To help knit the building into its setting, they designed each exposed side so that it reflects the area it faces. The Inner Harbor side is primarily metal, glass and sand-colored brick, like many of the large-scale office buildings downtown. The west side, facing the brick church, has a red brick skin. The south side, facing Federal Hill, has a combination of red brick, sand-colored brick, metal and glass. Windows vary in size as well, from the strip windows on the harbor side to the smaller windows facing the church.
Gwathmey said the design team did not consciously try to evoke a quilt in the exterior design, but he acknowledged that the interlocking forms might be read that way. "I think our work tends to do that anyway," he said. "It's collage-like."
Gwathmey said this is one of the smallest office buildings his firm has ever worked on, but in many ways, it is one of the richest because of the efforts to adjust each facade to the area it faces. "I think it's the first time where it's a semi-public building on a critical site that has a multiplicity of scales and urban conditions, and it engages all of them, from the plaza to the roof terrace. It's truly a three-dimensional building. ... You can read it two ways -- as part of a whole or as an object unto itself."
Keeping it in context
Varying the facades is just one way the architects made the building contextual and iconic.

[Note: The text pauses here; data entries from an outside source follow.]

PR #45, opened 2024-10-17
client stats: rewrite aggregation to support multiple windows

mattklein123:
This is a substantial rewrite of the client stats local aggregation functionality. The code now maintains up to N files, each of a maximum aggregation duration of M minutes. This makes sure that during periods of offline connecticity we maintain discrete metric windows. Further, when devices are offline for a long time and then come online again, new metrics will not get mixed with old metrics.

Fixes BIT-3953
Fixes BIT-2850


bd-client-stats/src/stats.rs
```diff
@@ -9,347 +9,127 @@
...
-  ) -> Self {
-    Self {
-      shutdown,
-      upload_interval_flag,
-      data_flush_tx,
-      fs,
+impl Ticker for RuntimeWatchTicker {
+  async fn tick(&mut self) {
+    if self.interval.is_none() {
+      self.interval = Some(self.receiver.borrow_and_update().jittered_interval_at());
```
snowp, line 65: So does this mean that we are jittering all the intervals? Which would mean that if we set the interval to say 2m the average interval is more like 1m (depending on the jitter distribution)? If anything might be nice to have this as part of the doc string on the runtime flag

bd-client-stats/src/stats.rs
```diff
@@ -485,47 +276,125 @@ impl<T: TimeProvider, F: SerializedFileSystem> Flusher<T, F> {
...
+          .file_manager
+          .complete_pending_upload(&upload_response.uuid)
+          .await,
+        "complete pending upload",
+      );
+      // During startup or after getting network connectivity back it's possible that we will have
+      // a number of pending uploads to process. Go ahead and see if we have an old file at the
+      // head of the list which we should upload immediately.
+      // TODO(mattklein123): It would be better to batch all of the "old" files into a single
+      // upload request. We can do this in the future.
```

They also made the building fit in by the way they designed the tower element, the base and the entrance plaza. The Light Street side was scaled to be approached from an automobile, for example, while the sides facing south Baltimore and the church are more pedestrian-oriented. Responding to requests from the community, the architects set the building back as far as possible from nearby rowhouses along Hughes Street and separated it from them with the "quilt plaza."

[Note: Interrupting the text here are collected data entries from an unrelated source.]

PR #47, opened 2024-10-19
grpc: reliability functionality

mattklein123:
1) Allow HTTP/2 stream settings to be configured.
2) Add generic read stop functionality to streaming APIs. This allows
   callers to use a watch to stop reading from streams and apply back
   pressure.

### DIFF
--- a/bd-grpc/src/lib.rs
+++ b/bd-grpc/src/lib.rs
@@ -52,7 +52,7 @@ use std::marker::PhantomData;
 use std::sync::Arc;
 use time::ext::NumericalDuration;
 use time::Duration;
-use tokio::sync::{mpsc, Semaphore};
+use tokio::sync::{mpsc, watch, Semaphore};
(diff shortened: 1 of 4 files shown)


mattklein123:
Needs clippy fixes from other PRs so putting in draft for now.

bd-grpc/src/lib.rs
```diff
@@ -501,9 +501,11 @@ impl<C: Connect + Clone + Send + Sync + 'static> Client<C> {
       },
     }
 
+    log::debug!("sending streaming request");
```
snowp, line 504: did you want to leave these logs in? Not sure how useful they would be in general

snowp (approved):

bd-grpc/src/lib.rs
mattklein123: It would just for me debugging. I can remove them.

The architects made the building an object, meanwhile, by giving the office block a shape that appears to terminate the Harbor Apartment block. Cantilevering space on the harbor side proved to be a clever way to capture views up and down Light Street. Besides being an attractive vantage point from which to view the city, the round rooftop conference room is a signature feature that gives the building a distinctive presence in the skyline.
Inside, the building contains a number of attractive spaces and touches tailored to its occupants. The first level has a small but vibrant retail operation called the Global Marketplace, featuring crafts made by artisans around the world. Upper-level offices are bright and airy, with picture-postcard views in all directions.

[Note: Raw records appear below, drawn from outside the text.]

PR #52, opened 2024-10-24
add session replay target, wire up take screenshot action

Augustyniak:
Fixes BIT-3972

1. Wire up screenshot take action to `session_replay::Target` that's exposed on the public interface of the Rust logger.
2. Move the control over whether periodic captured of session replay wireframes are performed or not to the Rust layer itself. The public interface to control the interval of session replay interval will be removed, instead we will control is with remove runtime updates.

### DIFF
--- a/bd-logger/src/log_replay.rs
+++ b/bd-logger/src/log_replay.rs
@@ -17,7 +17,7 @@ use bd_matcher::buffer_selector::BufferSelector;
 use bd_runtime::runtime::filters::FilterChainEnabledFlag;
 use bd_runtime::runtime::workflows::WorkflowsEnabledFlag;
 use bd_runtime::runtime::{BoolWatch, ConfigLoader};
-use bd_session_replay::TakeScreenshotHandler;
+use bd_session_replay::CaptureScreenshotHandler;
 use bd_workflows::actions_flush_buffers::BuffersToFlush;
 use bd_workflows::engine::{WorkflowsEngine, WorkflowsEngineConfig};
 use std::borrow::Cow;
@@ -89,7 +89,7 @@ pub struct ProcessingPipeline {
 
   trigger_upload_tx: Sender<TriggerUpload>,
   buffers_to_flush_rx: Option<Receiver<BuffersToFlush>>,
-  take_screenshot_handler: TakeScreenshotHandler,
+  capture_screenshot_handler: CaptureScreenshotHandler,
 
   workflows_enabled_flag: BoolWatch<WorkflowsEnabledFlag>,
   filter_chain_enabled_flag: BoolWatch<FilterChainEnabledFlag>,
@@ -106,7 +106,7 @@ impl ProcessingPipeline {
     flush_buffers_tx: Sender<BuffersWithAck>,
     flush_stats_trigger: Option<FlushTrigger>,
     trigger_upload_tx: Sender<TriggerUpload>,
-    take_screenshot_handler: TakeScreenshotHandler,
+    capture_screenshot_handler: CaptureScreenshotHandler,
 
     config: ConfigUpdate,
 
@@ -153,7 +153,7 @@ impl ProcessingPipeline {
       trigger_upload_tx,
       buffers_to_flush_rx,
 
-      take_screenshot_handler,
+      capture_screenshot_handler,
 
       workflows_enabled_flag,
       filter_chain_enabled_flag,
@@ -256,8 +256,8 @@ impl ProcessingPipeline {
         );
       }
 
-      if result.take_screenshot {
-        self.take_screenshot_handler.take_screenshot();
+      if result.capture_screenshot {
+        self.capture_screenshot_handler.capture_screenshot();
       }
 
       Self::write_to_buffers(
--- a/bd-runtime/src/runtime.rs
+++ b/bd-runtime/src/runtime.rs
@@ -751,14 +751,14 @@ pub mod session_replay {
   use time::ext::NumericalDuration as _;
 
   bool_feature_flag!(
-    PeriodicWireframesEnabledFlag,
-    "session_replay.periodic_wireframes.enabled",
+    PeriodicScreensEnabledFlag,
+    "session_replay.screens.enabled",
     false
   );
 
   duration_feature_flag!(
     ReportingIntervalFlag,
-    "session_replay.periodic_wireframes.interval_ms",
+    "session_replay.screens.interval_ms",
     3.seconds()
   );
 
--- a/bd-session-replay/src/lib.rs
+++ b/bd-session-replay/src/lib.rs
@@ -34,21 +34,21 @@ fn test_global_init() {
 // An interface implementing the act of capturing user screens.
 pub trait Target {
   // Instruct the target to capture a privacy-preserving and bandwidth-efficient representation
-  // of the user's screen. The target should capture the wireframe and send it using the
-  // `logger::log_session_replay_wireframe` method. The target is expected to operate
+  // of the user's screen. The target should capture the screen and send it using the
+  // `logger::log_session_replay_screen` method. The target is expected to operate
   // asynchronously, as accessing the application view hierarchy requires executing on the main
-  // thread, and the `capture_wireframe` method is always called from a non-main thread.
-  fn capture_wireframe(&self);
+  // thread, and the `capture_screen` method is always called from a non-main thread.
+  fn capture_screen(&self);
 
   // Instruct the target to capture a pixel-perfect representation of the user's screen.
-  // The target should capture the wireframe and send it using the
-  // `logger::log_session_screenshot` method. The target is expected to operate asynchronously,
-  // as accessing the application view hierarchy requires executing on the main thread, and the
-  // `take_screenshot` method is always called from a non-main thread.
+  // The target should capture the screenshot and send it using the
+  // `logger::log_session_replay_screenshot` method. The target is expected to operate
+  // asynchronously, as accessing the application view hierarchy requires executing on the main
+  // thread, and the `take_screenshot` method is always called from a non-main thread.
   //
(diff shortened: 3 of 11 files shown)


bd-session-replay/src/lib.rs
```diff
@@ -0,0 +1,152 @@
...
+          session_replay::PeriodicWireframesEnabledFlag::register(runtime_loader).unwrap(),
+        reporting_interval_flag: session_replay::ReportingIntervalFlag::register(runtime_loader)
+          .unwrap(),
+        is_screenshotting_enabled_flag,
+      },
+      take_screenshot_tx,
+    )
+  }
+
+  fn create_interval(interval: Duration, fire_immediately: bool) -> tokio::time::Interval {
```
mattklein123, line 88: Prefer using time::Duration, then below you can use the interval() and interval_at() helpers in bd_time

bd-session-replay/src/lib.rs
```diff
@@ -0,0 +1,152 @@
...
+      self.reporting_interval = Some(Self::create_interval(self.reporting_interval_rate, true));
+    }
+
+    let local_shutdown = shutdown.cancelled();
+    tokio::pin!(local_shutdown);
+
+    loop {
+      tokio::select! {
+        () = async {
+          if let Some(reporting_interval) = &mut self.reporting_interval {
```
mattklein123, line 119: Just unwrap in here, the outer guard makes it impossible to get in here without it being is_some()

bd-session-replay/src/lib.rs
```diff
@@ -0,0 +1,152 @@
...
+            log::debug!("session replay recorder taking screenshot");
+            self.target.take_screenshot();
+          }
+        },
+        _ = self.is_periodic_reporting_enabled_flag.changed() => {
+          self.is_periodic_reporting_enabled = self.is_periodic_reporting_enabled_flag.read();
+        },
+        _ = self.is_screenshotting_enabled_flag.changed() => {
+          self.is_screenshotting_enabled = self.is_screenshotting_enabled_flag.read();
+        },
```
mattklein123, line 145: Pretty sure this is going to spin. You want read_mark_update(). Same elsewhere.

bd-session-replay/src/lib.rs
```diff
@@ -0,0 +1,152 @@
...
+
+//
+// Target
+//
+
+pub trait Target {
+  fn capture_wireframes(&self);
+
+  fn take_screenshot(&self);
+}
```
mattklein123, line 33: How is the platform code going to work here? Is this going to block or be async in some way? Can you add some comments? If it's async we come back to my other question about spamming the channel.

mattklein123 (changes requested):
Nice, some comments, thanks.

bd-runtime/src/runtime.rs
```diff
@@ -747,6 +747,28 @@ pub mod resource_utilization {
...
+  bool_feature_flag!(
+    ScreenshotsEnabledFlag,
+    "session_replay.screenshots.enabled",
+    false
+  );
+
+  duration_feature_flag!(
+    ReportingIntervalFlag,
+    "session_replay.periodic_wireframes.reporting_interval_ms",
+    3.seconds()
```
murki, line 768: ms or seconds?

murki: also currently this is passed by the user during start(), are you proposing to remove that capability altogether and only be able to control it via runtime var?

bd-session-replay/src/lib.rs
```diff
@@ -0,0 +1,172 @@
...
+
+impl Recorder {
+  pub fn new(
+    target: Box<dyn Target + Send + Sync>,
+    runtime_loader: &Arc<ConfigLoader>,
+  ) -> (Self, Sender<()>) {
+    // Limit the buffer size to 1 to reduce the risk of putting too much pressure on the
+    // application's main thread when dequeuing the screenshot actions from the channel and
+    // passing them to the platform layer, which performs the actual screenshotting on the main
+    // thread.
```
mattklein123, line 73: Sorry for possibly asking the obvious, but will the platform layer block until the screen shot is taken? If it spawns some other async task this would still be able to loop unbounded.

bd-session-replay/src/lib.rs
mattklein123: The two functions below are exactly `interval()` and `interval_at()` unless I am missing something: https://github.com/bitdriftlabs/shared-core/blob/main/bd-time/src/lib.rs#L130-L136

bd-session-replay/src/lib.rs
mattklein123: ping on this

bd-session-replay/src/lib.rs
```diff
@@ -0,0 +1,172 @@
...
+            reporting_interval.tick().await;
+          }
+        }, if self.reporting_interval.is_some() && self.is_periodic_reporting_enabled => {
+          log::debug!("session replay recorder capturing wireframe");
+          self.target.capture_wireframe();
+        },
+        _ = self.reporting_interval_flag.changed() => {
+          self.reporting_interval = Some(
+            Self::create_interval(
+              self.reporting_interval_flag.read().unsigned_abs(),
```
mattklein123, line 147: read_mark_update

bd-session-replay/src/lib.rs
```diff
@@ -0,0 +1,172 @@
...
+
+    loop {
+      tokio::select! {
+        () = async {
+          if let Some(reporting_interval) = &mut self.reporting_interval {
+            reporting_interval.tick().await;
+          }
+        }, if self.reporting_interval.is_some() && self.is_periodic_reporting_enabled => {
+          log::debug!("session replay recorder capturing wireframe");
+          self.target.capture_wireframe();
```
mattklein123, line 142: This one is less of a risk but technically if we get backed up we could be issuing N of these. Per my other question not sure how the platform layer is going to work but worth a comment around this if it isn't an issue.

bd-session-replay/src/lib.rs
```diff
@@ -133,35 +156,49 @@ impl Recorder {
...
-            reporting_interval.tick().await;
-          }
-        }, if self.reporting_interval.is_some() && self.is_periodic_reporting_enabled => {
+        () = async { self.reporting_interval.as_mut().unwrap().tick().await; },
+          if self.reporting_interval.is_some() && self.is_periodic_reporting_enabled => {
           log::debug!("session replay recorder capturing wireframe");
           self.target.capture_wireframe();
         },
-        _ = self.reporting_interval_flag.changed() => {
+        _ = self.reporting_interval_rate_flag.changed() => {
```
mattklein123, line 168: As an aside, as a follow up we might consider removing `read_mark_update` and having `changed` return the new value. This would be a lot less fragile and all the typed implement Copy so there is no perf issue.

bd-session-replay/src/lib.rs
```diff
@@ -170,3 +207,30 @@ impl Recorder {
...
+    _fields: &mut bd_log_primitives::AnnotatedLogFields,
+  ) {
+    if !(log_type == LogType::Replay && msg.as_str() == Some(SESSION_REPLAY_SCREENSHOT_LOG_MESSAGE))
+    {
+      return;
+    }
+
+    if self.next_screenshot_tx.try_send(()).is_err() {
+      log::debug!("failed to send ready for next screenshot signal");
+    }
```
mattklein123, line 238: This should probably be an unexpected error?

bd-logger/src/log_replay.rs
```diff
@@ -251,6 +254,12 @@ impl ProcessingPipeline {
         );
       }
 
+      if result.take_screenshot {
+        if let Err(e) = self.take_screenshot_tx.try_send(()) {
```
mattklein123, line 258: Now that you have the concurrency control it's probably fine to use normal send here and not try send? In practice it probably doesn't matter but if you keep try_send I would add a comment on why.

bd-session-replay/src/lib.rs
```diff
@@ -0,0 +1,240 @@
...
+  bd_test_helpers::test_global_init();
+}
+
+//
+// Target
+//
+
+// An interface implementing the act of capturing user screens.
+pub trait Target {
+  // Instrument the target to capture a privacy-preserving and bandwidth-efficient representation
```
mattklein123, line 34:
```suggestion
  // Instruct the target to capture a privacy-preserving and bandwidth-efficient representation
```

? Same below.

mattklein123 (approved):
LGTM with small comment, nice!

bd-logger/src/log_replay.rs
```diff
@@ -254,11 +256,7 @@ impl ProcessingPipeline {
         );
       }
 
-      if result.take_screenshot {
-        if let Err(e) = self.take_screenshot_tx.try_send(()) {
-          log::debug!("failed to send take screenshot signal: {e}");
-        }
-      }
+      self.take_screenshot_handler.take_screenshot();
```
mattklein123, line 259: Don't you still need to guard this with result.take_screenshot? Seems like there should be some test to catch this?

bd-session-replay/src/lib.rs
```diff
@@ -0,0 +1,263 @@
...
+  take_screenshot_tx: Sender<()>,
+}
+
+impl TakeScreenshotHandler {
+  pub fn take_screenshot(&self) {
+    // We use a channel with a capacity of one and employ `try_send` to avoid waiting for space in
+    // the channel before sending a new signal. This is especially important as the method is
+    // expected to be called on logging hot path.
+    // The channel may become full if "take screenshot" requests arrive faster than the platform
+    // layer can process them. In such cases, new requests are ignored.
```
mattklein123, line 230: Ah ok yeah this makes sense. Forget this is going from the logging code to the recorder.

On each floor, part of the ceiling was left uncovered and mechanical systems were exposed, as they often are in restored loft buildings, to provide more height, ambient light and visual interest. Attractive window seats were built into each stairwell to encourage interaction among employees. The building also has been designed in keeping with the latest concepts of "green architecture," including metal screens that shade south- and east-facing windows and use of environmentally safe materials.
Perhaps what's most remarkable about this building is the way its architecture so closely matches the tenor of the nonprofit organizations inside. It isn't ostentatious in materials, but it's extraordinarily rich in thought. It helps define the Federal Hill neighborhood while improving the appearance of a key corner of the Inner Harbor.
At a time when more and more organizations want to make their home on Baltimore's waterfront, this inspired exercise in contextual modernism shows how to do it right.